■ EXERCISE DESCRIPTION ■
Wherever the word "Dispatcher" shows up in the data, report the line it sits in.
##### DATA TO USE #####
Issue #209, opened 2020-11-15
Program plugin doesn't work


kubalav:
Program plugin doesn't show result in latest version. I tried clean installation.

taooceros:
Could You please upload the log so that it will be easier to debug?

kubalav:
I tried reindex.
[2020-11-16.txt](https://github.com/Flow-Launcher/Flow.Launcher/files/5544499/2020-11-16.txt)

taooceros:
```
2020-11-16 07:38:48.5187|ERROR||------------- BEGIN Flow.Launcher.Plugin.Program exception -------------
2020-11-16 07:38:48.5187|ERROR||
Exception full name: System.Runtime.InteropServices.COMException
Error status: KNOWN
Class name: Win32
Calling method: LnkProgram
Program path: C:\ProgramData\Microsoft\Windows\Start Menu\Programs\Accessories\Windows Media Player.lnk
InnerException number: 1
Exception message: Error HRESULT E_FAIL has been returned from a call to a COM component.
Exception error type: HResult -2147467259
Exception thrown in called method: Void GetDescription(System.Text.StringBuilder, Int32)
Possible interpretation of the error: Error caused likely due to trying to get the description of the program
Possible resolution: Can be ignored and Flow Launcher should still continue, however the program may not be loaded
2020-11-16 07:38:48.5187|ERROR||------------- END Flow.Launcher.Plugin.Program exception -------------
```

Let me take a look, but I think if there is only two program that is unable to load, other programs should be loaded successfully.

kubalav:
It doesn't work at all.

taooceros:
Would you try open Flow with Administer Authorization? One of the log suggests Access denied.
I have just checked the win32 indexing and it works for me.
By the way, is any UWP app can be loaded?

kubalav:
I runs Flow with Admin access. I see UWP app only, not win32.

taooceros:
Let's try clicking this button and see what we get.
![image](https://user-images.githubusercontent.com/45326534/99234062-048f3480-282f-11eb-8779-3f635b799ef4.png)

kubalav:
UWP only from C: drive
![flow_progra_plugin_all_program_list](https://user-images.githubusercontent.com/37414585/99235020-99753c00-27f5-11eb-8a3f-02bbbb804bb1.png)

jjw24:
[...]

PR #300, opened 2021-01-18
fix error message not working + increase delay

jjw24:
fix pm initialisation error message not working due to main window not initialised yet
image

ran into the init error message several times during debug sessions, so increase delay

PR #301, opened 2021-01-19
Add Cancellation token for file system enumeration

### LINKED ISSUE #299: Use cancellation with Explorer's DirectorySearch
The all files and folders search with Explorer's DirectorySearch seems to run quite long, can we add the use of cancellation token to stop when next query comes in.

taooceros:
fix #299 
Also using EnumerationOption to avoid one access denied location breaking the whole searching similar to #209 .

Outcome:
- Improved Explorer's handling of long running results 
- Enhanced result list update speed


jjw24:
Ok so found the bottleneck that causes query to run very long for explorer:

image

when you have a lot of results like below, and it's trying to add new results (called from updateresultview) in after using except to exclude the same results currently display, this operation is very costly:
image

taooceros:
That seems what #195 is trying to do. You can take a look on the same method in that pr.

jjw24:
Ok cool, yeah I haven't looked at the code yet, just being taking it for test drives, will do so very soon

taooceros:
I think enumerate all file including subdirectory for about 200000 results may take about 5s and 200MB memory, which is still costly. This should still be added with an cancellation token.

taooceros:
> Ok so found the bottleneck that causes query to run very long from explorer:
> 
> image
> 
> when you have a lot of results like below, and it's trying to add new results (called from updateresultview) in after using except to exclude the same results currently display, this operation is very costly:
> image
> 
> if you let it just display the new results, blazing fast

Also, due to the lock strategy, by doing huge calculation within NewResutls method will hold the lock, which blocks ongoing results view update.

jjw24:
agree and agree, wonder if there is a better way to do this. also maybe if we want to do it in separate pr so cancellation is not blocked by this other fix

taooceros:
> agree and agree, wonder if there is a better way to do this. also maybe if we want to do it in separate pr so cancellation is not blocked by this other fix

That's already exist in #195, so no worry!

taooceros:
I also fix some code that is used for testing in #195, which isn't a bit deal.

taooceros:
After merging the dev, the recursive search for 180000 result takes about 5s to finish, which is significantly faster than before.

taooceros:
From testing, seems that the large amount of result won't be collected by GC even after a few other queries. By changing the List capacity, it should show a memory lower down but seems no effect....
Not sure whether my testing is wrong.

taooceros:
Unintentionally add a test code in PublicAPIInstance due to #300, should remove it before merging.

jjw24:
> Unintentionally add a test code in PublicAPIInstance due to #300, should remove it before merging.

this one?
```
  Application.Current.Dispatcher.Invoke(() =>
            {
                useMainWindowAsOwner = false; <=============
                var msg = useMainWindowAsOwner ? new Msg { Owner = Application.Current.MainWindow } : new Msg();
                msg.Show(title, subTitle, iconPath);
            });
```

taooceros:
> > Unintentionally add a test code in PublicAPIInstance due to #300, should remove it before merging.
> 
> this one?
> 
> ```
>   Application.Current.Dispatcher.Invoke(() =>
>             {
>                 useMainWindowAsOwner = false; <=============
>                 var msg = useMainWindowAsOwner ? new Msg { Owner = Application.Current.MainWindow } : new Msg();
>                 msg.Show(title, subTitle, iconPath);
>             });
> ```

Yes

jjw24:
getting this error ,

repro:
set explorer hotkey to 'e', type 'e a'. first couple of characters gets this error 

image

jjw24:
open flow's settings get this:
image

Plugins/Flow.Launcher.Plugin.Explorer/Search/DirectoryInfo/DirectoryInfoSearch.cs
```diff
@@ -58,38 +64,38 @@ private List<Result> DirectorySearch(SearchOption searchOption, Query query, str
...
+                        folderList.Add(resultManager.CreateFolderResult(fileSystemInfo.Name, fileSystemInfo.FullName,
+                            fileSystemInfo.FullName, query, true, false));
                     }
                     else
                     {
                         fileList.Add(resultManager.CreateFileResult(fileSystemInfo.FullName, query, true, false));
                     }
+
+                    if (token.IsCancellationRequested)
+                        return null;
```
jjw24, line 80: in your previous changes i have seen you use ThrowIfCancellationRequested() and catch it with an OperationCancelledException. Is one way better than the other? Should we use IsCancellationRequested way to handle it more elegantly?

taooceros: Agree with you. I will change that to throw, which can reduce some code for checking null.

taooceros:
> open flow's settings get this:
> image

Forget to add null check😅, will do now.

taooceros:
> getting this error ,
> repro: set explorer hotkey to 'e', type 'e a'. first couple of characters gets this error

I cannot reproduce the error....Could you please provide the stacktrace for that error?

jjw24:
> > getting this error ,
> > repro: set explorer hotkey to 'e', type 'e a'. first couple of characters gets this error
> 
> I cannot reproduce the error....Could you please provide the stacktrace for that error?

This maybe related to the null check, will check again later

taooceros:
#####
■ OUTPUT BELOW ■
  Application.Current.Dispatcher.Invoke(() =>
>   Application.Current.Dispatcher.Invoke(() =>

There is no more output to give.